PR #1041, opened 2026-07-17
Fix upstream DMG drift

ilysenko:
## Summary
- repair Linux compatibility drift for the current upstream DMG
- remove obsolete compatibility paths replaced by the current DMG shape

## Validation
- exact current-DMG acceptance recorded by watchdog v2
- GitHub CI must pass, including Nix Package Builds

### DIFF
--- a/linux-features/open-target-discovery/patch.js
+++ b/linux-features/open-target-discovery/patch.js
@@ -692,12 +692,12 @@ function applyOpenInTargetsBridgeDetectionPatch(currentSource) {
   }
 
   const currentClassMatch = currentSource.match(
-    /async detectTarget\(\{target:([A-Za-z_$][\w$]*)\}\)\{if\(this\.requestOpenInWorker==null\)throw Error\(`Open in worker unavailable`\);let\{command:([A-Za-z_$][\w$]*)\}=await this\.requestOpenInWorker\(\{method:`get-target-command`,params:([A-Za-z_$][\w$]*)\(this\.settingsStore,\1\)\}\);return\{available:\2!=null\}\}/u,
+    /async detectTarget\(\{target:([A-Za-z_$][\w$]*)\}\)\{let\{command:([A-Za-z_$][\w$]*)\}=await this\.#[A-Za-z_$][\w$]*\(\)\(\{method:`get-target-command`,params:([A-Za-z_$][\w$]*)\(this\.settingsStore,\1\)\}\);return\{available:\2!=null\}\}/u,
   );
   if (currentClassMatch != null) {
     const [needle, targetVar, commandVar, paramsFn] = currentClassMatch;
     const replacement =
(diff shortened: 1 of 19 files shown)


linux-features/open-target-discovery/patch.js
```diff
@@ -692,12 +692,12 @@ function applyOpenInTargetsBridgeDetectionPatch(currentSource) {
...
   );
   if (currentClassMatch != null) {
     const [needle, targetVar, commandVar, paramsFn] = currentClassMatch;
     const replacement =
-      `async detectTarget({target:${targetVar}}){if(process.platform===\`linux\`){let ${commandVar}=await codexLinuxOpenTargetRegistryCommand(this.settingsStore,${targetVar});return{available:${commandVar}!=null}}if(this.requestOpenInWorker==null)throw Error(\`Open in worker unavailable\`);let{command:_codexWorkerCommand}=await this.requestOpenInWorker({method:\`get-target-command\`,params:${paramsFn}(this.settingsStore,${targetVar})});return{available:_codexWorkerCommand!=null}}`;
+      `async detectTarget({target:${targetVar}}){if(process.platform===\`linux\`){let ${commandVar}=await codexLinuxOpenTargetRegistryCommand(this.settingsStore,${targetVar});return{available:${commandVar}!=null}}let{command:_codexWorkerCommand}=await this.#n()({method:\`get-target-command\`,params:${paramsFn}(this.settingsStore,${targetVar})});return{available:_codexWorkerCommand!=null}}`;
```
avifenesh, line 700: *This is an auto review done by [revuto](https://github.com/avifenesh/revuto).*

---

The matcher accepts any private worker accessor (`this.#[A-Za-z_$][\w$]*()` on the line above), but this replacement hard-codes `this.#n()`. If upstream/minification emits `#a`/`#r` instead, the regex still matches and the patch rewrites the class to call an undeclared private method, which is a syntax error for private fields. Please capture the matched private method name and reuse it in the replacement (or narrow the regex to only match `#n` so drift fails closed).

scripts/patches/impl/main-process/tray.js
```diff
@@ -1,374 +1,46 @@
...
-  if (
-    traySetupForDiagnostics != null &&
-    sourceWithTrayDiagnostics === patchedSource &&
-    !patchedSource.includes("[codex-linux] Failed to set up system tray")
-  ) {
-    console.warn("WARN: Could not find tray setup catch handler — skipping Linux tray diagnostics patch");
   }
-  patchedSource = sourceWithTrayDiagnostics;
 
   return patchedSource;
```
avifenesh, line 45: *This is an auto review done by [revuto](https://github.com/avifenesh/revuto).*

---

This function now returns after only guarding close-to-tray and registering the `Tray`; it no longer rewrites the current startup call to consult `codexLinuxIsTrayEnabled()`. The Linux Desktop settings page still exposes `codex-linux-system-tray-enabled` as the “System tray” toggle, but with the upstream startup shape left as `(E||process.platform===`linux`)&&oe()` the tray is still initialized on every Linux cold start even when that setting is disabled. Please restore the startup gate around the Linux tray initializer.

avifenesh (commented):

---

I found two correctness issues in the patch update: one can generate an invalid bundle when the private method minifier name drifts, and one drops the existing System tray setting gate for Linux tray startup.

PR #1045, opened 2026-07-17
Fix Linux IAB socket discovery after per-user scoping

danielcadev:
## Summary

- align the packaged Electron IAB server with the deterministic UID-scoped Linux socket directory already used by the staged Browser and Chrome clients
- preserve `CODEX_BROWSER_USE_SOCKET_DIR` as the explicit cross-process override
- fail closed for invalid or foreign-owned directories, normalize the directory to `0700`, and normalize the listening socket to `0600`
- add regression coverage that executes the producer and staged-client resolvers independently and requires them to select the same path

## Root cause

The per-user socket work in #1016 moved the staged consumers to `/tmp/codex-browser-use-$UID`, but the packaged Electron main process still created IAB sockets under the legacy global `/tmp/codex-browser-use` directory. The server could be healthy and listening while `agent.browsers.list()` returned no IAB browser because the consumers searched a different directory.

This follow-up patches the actual IAB producer instead of adding a legacy consumer fallback, so the multi-user isolation from #1016 remains intact.

## Validation

- `node --test scripts/lib/patch-browser-client-iab-socket-scope.test.js scripts/patches/impl/main-process/browser.test.js` — 15/15 passed
- `node --test scripts/patch-linux-window-ui.test.js` — 374/374 passed
- rebuilt a transactional candidate from the latest upstream DMG `26.715.21425` (`ff459150991612007549270d2d28c5e78cec6bd6ac200a7ada5ed6c031369b87`); the new descriptor applied to the current main-bundle shape and the candidate was accepted with unrelated optional-patch warnings
- launched the candidate side by side and confirmed the real Electron process created `/tmp/codex-browser-use-$UID` as `0700` with its listening socket as `0600`
- end-to-end validation selected `Codex In-app Browser` through `agent.browsers.list()`, opened an IAB tab, and navigated successfully to `https://example.com`

## Scope and risk

The Windows named-pipe path is unchanged. The change is limited to the Linux main-process producer patch and its regression tests; it does not restore the global socket directory or weaken the existing ownership boundary.

## Checklist

- [x] This is not an upstream-drift compatibility workaround; it was validated against the latest `CODEX.DMG` only.
- [x] I added or updated relevant tests, ran the validation listed above, and confirmed that required CI checks pass. Local validation is complete; GitHub CI is pending.

### DIFF
--- a/scripts/lib/patch-browser-client-iab-socket-scope.test.js
+++ b/scripts/lib/patch-browser-client-iab-socket-scope.test.js
@@ -8,8 +8,66 @@ const os = require("node:os");
 const path = require("node:path");
 const test = require("node:test");
 const { pathToFileURL } = require("node:url");
+const vm = require("node:vm");
+
+const {
+  applyLinuxBrowserUseSocketDirectoryPatch,
+} = require("../patches/impl/main-process/browser.js");
 
 const patcher = path.join(__dirname, "patch-browser-client-iab-socket-scope.js");
+
+test("main-process producer and staged Browser client resolve the same Linux socket directory", async () => {
+  const workspace = fs.mkdtempSync(path.join(os.tmpdir(), "codex-socket-alignment-"));
+  const clientPath = path.join(workspace, "browser-client.mjs");
+  const clientFixture =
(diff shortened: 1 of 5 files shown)


ilysenko (approved):
Reviewed current head a1aaeada. The producer and staged clients now share the UID-scoped Linux socket directory, permissions remain owner-only, current-DMG validation passes, and no merge blockers remain.

PR #1047, opened 2026-07-17
Exit cleanly after Linux bootstrap failure

jheinem1:
## Summary

- bound the Linux native startup-failure dialog wait to 15 seconds
- exit the failed Electron instance after the dialog resolves or times out
- register the bootstrap recovery patch as required for current upstream builds
- cover descriptor registration, patch idempotence, and a never-resolving dialog

## Root cause

When `runMainAppStartup()` fails after the Linux warm-start socket has been created, upstream bootstrap handling destroys every `BrowserWindow` and waits indefinitely for the native failure dialog. If that dialog is hidden or never resolves, the windowless process retains both the single-instance lock and launch-action socket. Every later launcher invocation receives a successful warm-start acknowledgement from an instance that can no longer create a UI.

This was reproduced after an expired OAuth refresh token delayed `codex app-server` initialization beyond Desktop's 30-second bootstrap timeout. The late app-server response could not recover the already-failed Desktop bootstrap, and all later clicks were handed off to the windowless process.

## Behavior

On Linux, the failure dialog remains available for up to 15 seconds. The app then calls `app.exit(1)`, which releases the single-instance lock and removes the warm-start socket through normal process teardown. macOS and Windows keep the upstream dialog behavior unchanged.

## Validation

- focused patch tests: 3/3 passed
- `node --check` on the implementation and descriptor
- `git diff --check`
- applied in memory to the exact affected installed `bootstrap.js`: changed, idempotent, syntax-valid, and contained the bounded exit
- full patch test suite: 375/376 passed; the single failure is an existing macOS-host assumption in the unrelated bootstrap-lock runtime test

### DIFF
--- a/scripts/patch-linux-window-ui.test.js
+++ b/scripts/patch-linux-window-ui.test.js
@@ -131,10 +131,14 @@ const {
   featurePatchDescriptors,
 } = require("./patches/runner.js");
 const {
+  applyExtractedAppPatchDescriptors,
   applyMainBundlePatchDescriptors,
   discoverCorePatchDescriptors,
   normalizePatchDescriptors,
 } = require("./patches/engine.js");
+const bootstrapPatchDescriptors = require(
+  "./patches/core/all-linux/extracted-app/bootstrap/patch.js",
+);
 const {
   detectLinuxTargetContext,
   linuxTargetSummary,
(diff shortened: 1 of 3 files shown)


ilysenko (changes requested):
Thanks for tackling this recovery failure. One blocker remains: the file-level patch targets `.vite/build/bootstrap.js`, but the current DMG uses a hashed `.vite/build/bootstrap-*.js` bundle loaded by `early-bootstrap.js`. The wrapper therefore returns `changed: false`, and the descriptor is incorrectly reported as `already-applied`, so the green upstream check is a false positive and the runtime fix is absent. Please resolve the current hashed bootstrap target, remove the obsolete adjacent fixed-path handling per the current-DMG-only policy, fail required status for missing or ambiguous targets, and add a production-layout integration test covering file mutation and patch-report status.

ilysenko (approved):
Reviewed current head 25ab6a0: the production hashed bootstrap target is resolved, obsolete fixed-path handling is removed, failure recovery is fail-soft optional, and the full CI matrix passes.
──────
• [The problem] Please go over the data above and tally every line holding "latest"; reply only with the count.

• [Answer box] 2